[[ Extracted material open ]]

PR #49, opened 2016-03-18
Quote fix

rplevka:
- quoted the location and organization values in the url to support multi-word values, like "Default Organization", "Default Location", etc.

### DIFF
--- a/bootstrap.py
+++ b/bootstrap.py
@@ -346,7 +346,7 @@ def return_matching_org(organization):
 
 def return_matching_org_label(organization):
     # Given an org name, find its label - required by subscription-manager
-    myurl = "https://" + options.foreman_fqdn + ":" + API_PORT + "/katello/api/organizations/" + organization
+    myurl = "https://" + options.foreman_fqdn + ":" + API_PORT + "/katello/api/organizations/" + urllib2.quote(organization)
     if options.verbose:
         print "myurl: " + myurl
     organization = get_json(myurl)


Rocco83:
Hi,

i think that this will be superseeded by 
https://github.com/sideangleside/sat6-bootstrap/pull/44

Do you agree?

rplevka:
@Rocco83, sure, as long as it fixes the multi-word string problem. Go ahead and close this PR.

Rocco83:
I cannot, unfortunately :( 
@rplevka can you do it on your own?
@sideangleside are you still able to do it?

evgeni:
imho this was not fixed with @Rocco83's stuff in #44 

@rplevka can you retry and maybe rebase your fix please?

mccun934:
needs a rebase ..

rplevka:
ok, rebased and modified my commit

Rocco83:
@rplevka as we did for https://github.com/Katello/client-bootstrap/pull/44 maybe we can create an even more generic function that cover search for name and labels, adding the key of return json to be returned.

Replacing return_matching_key() in https://github.com/rplevka/sat6-bootstrap/blob/quote_fix/bootstrap.py#L303 with something like:
`return_matching_key(api_name, search_key, null_result_ok=False, return_key="id"):`

mrmattx3:
In relation to #52 ... I made the change here:

myurl = "https://" + options.foreman_fqdn + ":" + API_PORT + "/katello/api/organizations/" + urllib2.quote(organization)

Looks like the same return...

[bootstrap_log_verbose_v2.txt](https://github.com/Katello/client-bootstrap/files/200307/bootstrap_log_verbose_v2.txt)

Rocco83:
Please try to change in https://github.com/Katello/client-bootstrap/blob/master/bootstrap.py#L360
`myorgid = return_matching_id('organizations', 'name=%s' % options.org, False)`
in
`myorgid = return_matching_id('organizations', 'name="%s"' % options.org, False)`
see double quote after `name=`, before and after `%s`.

mrmattx3:
Good news!  that did fix the issue at hand (with the space).  I actually seem to be having some issue with my host groups now, and that's on me to fix...

[RUNNING], [2016-04-01 15:40:35], [Calling Foreman API to create a host entry associated with the group, org & location]
Error: cannot connect to the API: HTTP Error 422: Unprocessable Entity
Check your URL & try to login using the same user/pass via the WebUI and check the error!
error: {
  "error": {"id":null,"errors":{"operatingsystem_id":["can't be blank"],"root_pass":["should be 8 characters or more","should not be blank - consider setting a global or host group default"],"ptable_id":["can't be blank unless a custom partition has been defined"]},"full_messages":["Operatingsystem can't be blank","Root password should be 8 characters or more","Root password should not be blank - consider setting a global or host group default","Partition Table can't be blank unless a custom partition has been defined"]}

Thanks so much for the help!

Rocco83:
means that every like calling `return_matching_id()` must have double quote especially if the search key is 'name'.
for 'label', seems to me that satellite automatically replace `" "` with `"_"`
@rplevka do you think you can handle all of the previous topic in this PR?

rplevka:
@Rocco83 honestly, perhaps we're getting to a point where we could use [nailgun](http://nailgun.readthedocs.org/en/latest/#quick-start)
straight away

Rocco83:
@rplevka the use case for bootstrap.py imo is a client with a minimal footprint to be registered in satellite.
having too much code (nailgun) would not respect this use case.
but imo this is not the right place, if you think so maybe the best place is a new issue.

evgeni:
@rocco83 is right. The code is supposed to work on a vanilla rhel box, without the need to install anything as install might need a sub which we are just about to add. Chickens and eggs all the way down.

mccun934:
ACK, looks good. thanks @evgeni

[[ Extracted material closed ]]

What needs to be done >> Every line above that holds "cannot" should be copied out.

Response to this task >>
I cannot, unfortunately :( 
Error: cannot connect to the API: HTTP Error 422: Unprocessable Entity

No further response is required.